_Exercise goal_
I would like every entry below written out exactly.

_Data to examine_
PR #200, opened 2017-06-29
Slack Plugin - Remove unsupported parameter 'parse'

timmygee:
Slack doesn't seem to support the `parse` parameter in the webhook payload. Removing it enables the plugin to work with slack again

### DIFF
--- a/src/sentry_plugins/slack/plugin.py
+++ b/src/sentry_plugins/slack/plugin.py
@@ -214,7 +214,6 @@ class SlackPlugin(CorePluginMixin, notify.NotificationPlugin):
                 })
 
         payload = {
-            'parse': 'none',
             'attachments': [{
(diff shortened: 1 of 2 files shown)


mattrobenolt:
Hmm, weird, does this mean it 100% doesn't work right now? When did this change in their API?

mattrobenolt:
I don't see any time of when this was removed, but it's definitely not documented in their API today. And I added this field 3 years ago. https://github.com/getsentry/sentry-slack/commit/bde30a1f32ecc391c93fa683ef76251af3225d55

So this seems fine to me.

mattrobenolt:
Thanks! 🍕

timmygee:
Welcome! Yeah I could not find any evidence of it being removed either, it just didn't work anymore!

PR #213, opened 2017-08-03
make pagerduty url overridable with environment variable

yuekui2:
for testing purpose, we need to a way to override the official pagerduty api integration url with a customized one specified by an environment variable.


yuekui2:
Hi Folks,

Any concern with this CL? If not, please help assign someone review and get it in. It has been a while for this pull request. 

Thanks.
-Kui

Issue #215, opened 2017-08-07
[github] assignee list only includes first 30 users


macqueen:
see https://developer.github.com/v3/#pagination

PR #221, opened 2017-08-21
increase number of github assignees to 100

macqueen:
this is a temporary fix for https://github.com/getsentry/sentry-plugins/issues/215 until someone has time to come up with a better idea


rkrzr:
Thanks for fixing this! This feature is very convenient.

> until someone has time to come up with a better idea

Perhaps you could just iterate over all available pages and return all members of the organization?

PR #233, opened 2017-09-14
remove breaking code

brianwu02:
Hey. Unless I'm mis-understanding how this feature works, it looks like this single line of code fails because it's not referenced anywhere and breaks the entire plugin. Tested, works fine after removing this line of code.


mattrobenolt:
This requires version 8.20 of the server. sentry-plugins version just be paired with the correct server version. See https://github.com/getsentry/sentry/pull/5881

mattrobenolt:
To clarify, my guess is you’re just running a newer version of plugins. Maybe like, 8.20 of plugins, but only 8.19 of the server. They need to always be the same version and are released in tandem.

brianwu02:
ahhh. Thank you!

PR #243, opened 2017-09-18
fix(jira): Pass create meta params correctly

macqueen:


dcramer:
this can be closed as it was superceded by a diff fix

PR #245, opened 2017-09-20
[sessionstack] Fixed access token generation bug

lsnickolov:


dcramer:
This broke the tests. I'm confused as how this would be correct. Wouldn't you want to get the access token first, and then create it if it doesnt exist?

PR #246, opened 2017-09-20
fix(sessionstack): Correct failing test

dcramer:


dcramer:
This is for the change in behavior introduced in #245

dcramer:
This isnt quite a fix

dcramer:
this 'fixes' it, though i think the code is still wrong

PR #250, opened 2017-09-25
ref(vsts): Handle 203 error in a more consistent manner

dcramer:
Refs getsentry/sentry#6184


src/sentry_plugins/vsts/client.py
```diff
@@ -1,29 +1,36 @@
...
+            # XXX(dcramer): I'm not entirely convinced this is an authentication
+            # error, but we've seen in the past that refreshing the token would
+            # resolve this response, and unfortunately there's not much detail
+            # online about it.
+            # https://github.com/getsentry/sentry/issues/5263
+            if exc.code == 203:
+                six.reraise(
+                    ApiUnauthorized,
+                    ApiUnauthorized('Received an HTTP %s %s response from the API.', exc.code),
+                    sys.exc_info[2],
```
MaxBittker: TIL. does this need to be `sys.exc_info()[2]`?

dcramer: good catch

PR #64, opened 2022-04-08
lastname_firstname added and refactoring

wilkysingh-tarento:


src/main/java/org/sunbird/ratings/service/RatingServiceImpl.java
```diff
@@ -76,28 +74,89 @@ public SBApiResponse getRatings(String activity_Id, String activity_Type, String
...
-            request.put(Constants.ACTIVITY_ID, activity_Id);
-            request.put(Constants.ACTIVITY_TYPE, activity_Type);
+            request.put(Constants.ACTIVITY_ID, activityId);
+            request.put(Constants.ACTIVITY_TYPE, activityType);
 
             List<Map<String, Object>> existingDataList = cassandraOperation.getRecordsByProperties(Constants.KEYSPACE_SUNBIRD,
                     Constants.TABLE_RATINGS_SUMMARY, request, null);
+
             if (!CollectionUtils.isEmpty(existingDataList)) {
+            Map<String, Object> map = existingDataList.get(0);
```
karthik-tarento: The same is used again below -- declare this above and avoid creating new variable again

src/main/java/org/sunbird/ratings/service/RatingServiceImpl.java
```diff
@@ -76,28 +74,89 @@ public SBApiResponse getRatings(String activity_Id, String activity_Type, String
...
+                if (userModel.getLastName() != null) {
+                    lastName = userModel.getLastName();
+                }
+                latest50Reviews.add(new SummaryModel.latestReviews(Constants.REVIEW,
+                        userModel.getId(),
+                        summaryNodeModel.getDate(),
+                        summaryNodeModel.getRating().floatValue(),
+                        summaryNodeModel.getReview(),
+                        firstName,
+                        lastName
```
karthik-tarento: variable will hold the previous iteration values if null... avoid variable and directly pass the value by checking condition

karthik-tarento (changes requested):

_Problem solution_
PR #200, opened 2017-06-29
Slack Plugin - Remove unsupported parameter 'parse'

timmygee:
Slack doesn't seem to support the `parse` parameter in the webhook payload. Removing it enables the plugin to work with slack again

### DIFF
--- a/src/sentry_plugins/slack/plugin.py
+++ b/src/sentry_plugins/slack/plugin.py
@@ -214,7 +214,6 @@ class SlackPlugin(CorePluginMixin, notify.NotificationPlugin):
                 })
 
         payload = {
-            'parse': 'none',
             'attachments': [{
(diff shortened: 1 of 2 files shown)


mattrobenolt:
Hmm, weird, does this mean it 100% doesn't work right now? When did this change in their API?

mattrobenolt:
I don't see any time of when this was removed, but it's definitely not documented in their API today. And I added this field 3 years ago. https://github.com/getsentry/sentry-slack/commit/bde30a1f32ecc391c93fa683ef76251af3225d55

So this seems fine to me.

mattrobenolt:
Thanks! 🍕

timmygee:
Welcome! Yeah I could not find any evidence of it being removed either, it just didn't work anymore!

PR #213, opened 2017-08-03
make pagerduty url overridable with environment variable

yuekui2:
for testing purpose, we need to a way to override the official pagerduty api integration url with a customized one specified by an environment variable.


yuekui2:
Hi Folks,

Any concern with this CL? If not, please help assign someone review and get it in. It has been a while for this pull request. 

Thanks.
-Kui

Issue #215, opened 2017-08-07
[github] assignee list only includes first 30 users


macqueen:
see https://developer.github.com/v3/#pagination

PR #221, opened 2017-08-21
increase number of github assignees to 100

macqueen:
this is a temporary fix for https://github.com/getsentry/sentry-plugins/issues/215 until someone has time to come up with a better idea


rkrzr:
Thanks for fixing this! This feature is very convenient.

> until someone has time to come up with a better idea

Perhaps you could just iterate over all available pages and return all members of the organization?

PR #233, opened 2017-09-14
remove breaking code

brianwu02:
Hey. Unless I'm mis-understanding how this feature works, it looks like this single line of code fails because it's not referenced anywhere and breaks the entire plugin. Tested, works fine after removing this line of code.


mattrobenolt:
This requires version 8.20 of the server. sentry-plugins version just be paired with the correct server version. See https://github.com/getsentry/sentry/pull/5881

mattrobenolt:
To clarify, my guess is you’re just running a newer version of plugins. Maybe like, 8.20 of plugins, but only 8.19 of the server. They need to always be the same version and are released in tandem.

brianwu02:
ahhh. Thank you!

PR #243, opened 2017-09-18
fix(jira): Pass create meta params correctly

macqueen:


dcramer:
this can be closed as it was superceded by a diff fix

PR #245, opened 2017-09-20
[sessionstack] Fixed access token generation bug

lsnickolov:


dcramer:
This broke the tests. I'm confused as how this would be correct. Wouldn't you want to get the access token first, and then create it if it doesnt exist?

PR #246, opened 2017-09-20
fix(sessionstack): Correct failing test

dcramer:


dcramer:
This is for the change in behavior introduced in #245

dcramer:
This isnt quite a fix

dcramer:
this 'fixes' it, though i think the code is still wrong

PR #250, opened 2017-09-25
ref(vsts): Handle 203 error in a more consistent manner

dcramer:
Refs getsentry/sentry#6184


src/sentry_plugins/vsts/client.py
```diff
@@ -1,29 +1,36 @@
...
+            # XXX(dcramer): I'm not entirely convinced this is an authentication
+            # error, but we've seen in the past that refreshing the token would
+            # resolve this response, and unfortunately there's not much detail
+            # online about it.
+            # https://github.com/getsentry/sentry/issues/5263
+            if exc.code == 203:
+                six.reraise(
+                    ApiUnauthorized,
+                    ApiUnauthorized('Received an HTTP %s %s response from the API.', exc.code),
+                    sys.exc_info[2],
```
MaxBittker: TIL. does this need to be `sys.exc_info()[2]`?

dcramer: good catch

PR #64, opened 2022-04-08
lastname_firstname added and refactoring

wilkysingh-tarento:


src/main/java/org/sunbird/ratings/service/RatingServiceImpl.java
```diff
@@ -76,28 +74,89 @@ public SBApiResponse getRatings(String activity_Id, String activity_Type, String
...
-            request.put(Constants.ACTIVITY_ID, activity_Id);
-            request.put(Constants.ACTIVITY_TYPE, activity_Type);
+            request.put(Constants.ACTIVITY_ID, activityId);
+            request.put(Constants.ACTIVITY_TYPE, activityType);
 
             List<Map<String, Object>> existingDataList = cassandraOperation.getRecordsByProperties(Constants.KEYSPACE_SUNBIRD,
                     Constants.TABLE_RATINGS_SUMMARY, request, null);
+
             if (!CollectionUtils.isEmpty(existingDataList)) {
+            Map<String, Object> map = existingDataList.get(0);
```
karthik-tarento: The same is used again below -- declare this above and avoid creating new variable again

src/main/java/org/sunbird/ratings/service/RatingServiceImpl.java
```diff
@@ -76,28 +74,89 @@ public SBApiResponse getRatings(String activity_Id, String activity_Type, String
...
+                if (userModel.getLastName() != null) {
+                    lastName = userModel.getLastName();
+                }
+                latest50Reviews.add(new SummaryModel.latestReviews(Constants.REVIEW,
+                        userModel.getId(),
+                        summaryNodeModel.getDate(),
+                        summaryNodeModel.getRating().floatValue(),
+                        summaryNodeModel.getReview(),
+                        firstName,
+                        lastName
```
karthik-tarento: variable will hold the previous iteration values if null... avoid variable and directly pass the value by checking condition

karthik-tarento (changes requested):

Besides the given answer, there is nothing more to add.